WHAT THIS TASK INVOLVES: Within the data below, copy each line where the string "outage" is found.

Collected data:
▼

PR #3229, opened 2026-07-26
fix(ci): pin the flip-branch name, and make it unique per ATTEMPT (delta after #3207)

Balizero1987:
> **Scope narrowed 2026-07-27.** This PR opened while #3207 was in flight, and #3207 landed the
> same cure first: it run-scopes the flip branch (`…-${DATE_SLUG}-${GITHUB_RUN_ID}`) with a good
> comment. **The nine-day-outage fix is #3207's, not this one's.** Conflicts were resolved by
> taking main's version of both files wholesale and re-applying only the delta below — never a
> hand-merge of two versions of one fix. The original body of this PR described the whole fix and
> is superseded by what follows.

### 1. `GITHUB_RUN_ATTEMPT` — re-running a failed run reuses its run id

`GITHUB_RUN_ID` alone is not unique per *attempt*. That matters here specifically because failure
mode #1 of the same outage (`GitHub Actions is not permitted to create or approve pull requests`)
kills the run **after** its branch is pushed. So an attempt that pushes and then dies leaves the
branch behind, and clicking "re-run" reproduces the identical
`! [rejected] … (non-fast-forward)` that run-scoping was added to kill. The attempt counter is
the only component of the name that differs between attempt 1 and attempt 2.

```diff
-BRANCH="docs/auto-sync-inventory-${DATE_SLUG}-${GITHUB_RUN_ID}"
+BRANCH="docs/auto-sync-inventory-${DATE_SLUG}-${GITHUB_RUN_ID}-${GITHUB_RUN_ATTEMPT}"
```

### 2. A tripwire — #3207 fixed the workflow but pinned nothing

Its test-file changes cover the alert cooldown; the branch name is held only by a comment, and a
comment does not fail CI. Nothing on main fails today if someone reverts to a date-only name.

**Guilt proved empirically on both names that really shipped** — the date-only one that caused the
outage, *and* #3207's `RUN_ID`-only cure, which is correct for the twice-daily case and still
collides on a re-run. Innocence: 34/34 pass, the date slug is still required (readability), and
the prefix contract is asserted against `liveness.ORGAN_PR_BRANCH_PREFIX` rather than a copy of
the string.

The pin lives in the test file `.github/workflows/immune-enforcement.yml` already names on a real
pytest line. `scripts/tests/` is collected by **no glob** in this repo, so a new file there would
sit green forever (superscar #2 — written, not armed).

## One unrelated line, not of this PR's making

`docs/AUTOMATIONS_REFERENCE.md` on main is not prettier-clean — one markdown table cell with an
unescaped cron `0 * * * *`. A merge commit stages every file the merge brings in, so our own
pre-commit prettier gate blocks **any** merge-of-main into **any** branch until that line is
fixed. Formatted rather than bypassed; `--no-verify` is not an option.

## Class audit (unchanged, still holds)

`docs-inventory-refresh.yml` is the **only** workflow in this repo that opens PRs — checked for
both `gh pr create` and the `create-pull-request` actions. No sibling self-healer died in the same
window for the same reason.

▲

COMPLETED EXERCISE:
> comment. **The nine-day-outage fix is #3207's, not this one's.** Conflicts were resolved by
mode #1 of the same outage (`GitHub Actions is not permitted to create or approve pull requests`)
outage, *and* #3207's `RUN_ID`-only cure, which is correct for the twice-daily case and still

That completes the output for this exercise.